Contributed by - Posted: April 29, 2007 9:12:35 PM I guess you could say I'm an existential Christian in that I believe that if we all followed Jesus' admonitions to love our neighbors as we love ourselves, turn the other cheek and do unto others as we would have them do unto us, the world would be a much better place. The Beatitudes are also inspiring, as is the notion that God is love.
But as far as my spiritual life goes, I am an unabashed idolater and my idols have names like Coltrane and Schatmo, Hank, Marley and Tosh, Ludwig and Amadeus, Lucinda and Brother Ray, Bird, Duke, Miles, Monk and Dizzy and many, many more.
As many, if not more, in fact, as there are Catholic saints and Hindu gods combined.
So for me, and tens of thousands of people like me across the country and even around the world, this is the holiest week of the year. And like Muslims to Mecca, Jews and Christians to Jerusalem and Hindus to the Ganges, we'll all be headed in one direction this week: toward New Orleans, the birthplace of American music.
For me this is my 32nd consecutive pilgrimage to the New Orleans Jazz and Heritage Festival and my second visit since Hurricane Katrina struck on Aug. 25, 2005. The storm delivered a horrific blow that still threatens the viability of the Crescent City, dubbed for the broad bend in the Mississippi River on which it was founded.
But I don't think these 10 days of music, food and fellowship with old friends from all over the country will be as poignant as last year, when many of the Katrina wounds were still bleeding.
Since the Fairgrounds horse race track where the official festival is held for two consecutive weekends is at one of the lowest points in the city, even if you were staying in the relatively unscathed French Quarter or Uptown districts, there was no way to get to the delights of the 10 music stages and scores of food booths without passing through scenes of heart-breaking devastation.
There were whole blocks where there was no electricity, there was debris everywhere and trees still holding twisted metal high in their branches.
Visible watermarks could be seen 10-feet high on many buildings and there were many carports where Federal Emergency Management Agency trailers had been parked. In them lived the families driven from their adjacent unlivable homes.
And all that was and is nothing, of course, compared to the Lower Ninth Ward and precincts east that still are in a state of total ruin and really nothing more than ghost ghettos and ghost suburbs.

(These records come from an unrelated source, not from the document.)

PR #1481, opened 2017-10-03
controller: remove unnecessary name from backup struct

fanminshi:


fanminshi:
cc/ @hongchaodeng @hasbro17

xiang90:
lgtm

PR #1474, opened 2017-10-03
Changed github.com/Sirupsen to github.com/sirupsen

jduhamel:
Changed package name from github.com/Sirupsen
to github.com/sirupsen to reflect upstream package name change.
Changed go files to new import for logging.
Changed glide.lock and glide.yaml for new package name

PR #1488, opened 2017-10-06
glide: update hash of glide.lock

hasbro17:
The hash in glide.lock was out of date causing the following warning on doing `glide install --strip-vendor`
```
Lock file may be out of date. Hash check of YAML failed. You may need to run 'update'
```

I've been back a couple of times since the last festival. While a lot has been done to clean up and services, even including parts of the street car lines, have been restored to a modest extent, New Orleans is still a crippled, deeply wounded city.
Fewer than half as many people live in the city as before the storm and much of the social infrastructure -- the health system, the education system, the legal system and law enforcement -- still teeters on the brink of collapse.
Some very sober-minded experts are not even certain that the city will survive in the long run, especially if another Katrina-sized storm hits the Big Easy in the near future.
Which makes continued pilgrimages to the Jazz Festival not just for pleasure anymore -- they are now a moral imperative to help save what is in my mind the most important and certainly the most unique city there is.
New Orleans is nothing less than America's soul.
In antebellum times, Congo Square, now in Louis (Satchmo) Armstrong Park, was one of the few places in the country where the slaves were allowed to gather regularly on a communal basis to make music and it was from there that the blues and jazz, arguably American's only unique art form, was born.
In short, it is in this holy city that my religion was also born. Yes, I know what it means to miss New Orleans.
If the city were to somehow die of neglect, bureaucratic incompetence and through the forces of natures, the whole world will be the lesser for it.
Returning to spend my money, help keep the Jazz Festival viable and lend moral support has become as much a crusade as a pilgrimage. It will remain a spiritual one, touched as always, I'm sure, with moments of transcendent musical ecstasy.
And I hope that when Pharaoh Sanders closed down the Jazz Tent yesterday, he played his epic "The Creator Has a Master Plan for his full allotted hour and 15 minutes and that The Creator, does indeed, have a master plan for a resurrected New Orleans.
Reach Tommy Stevenson at tommy.stevenson@tuscaloosanews.
com or 205-722-0194.
UPDATE, 4/29, 8:15 p.m.
: No Pharoah Sanders did not play The Creator Has a Master Plan, but he was great, anyway, startring with a bow to his mentor, John Coltrane, with My Favorite Things and soaring off into space from there.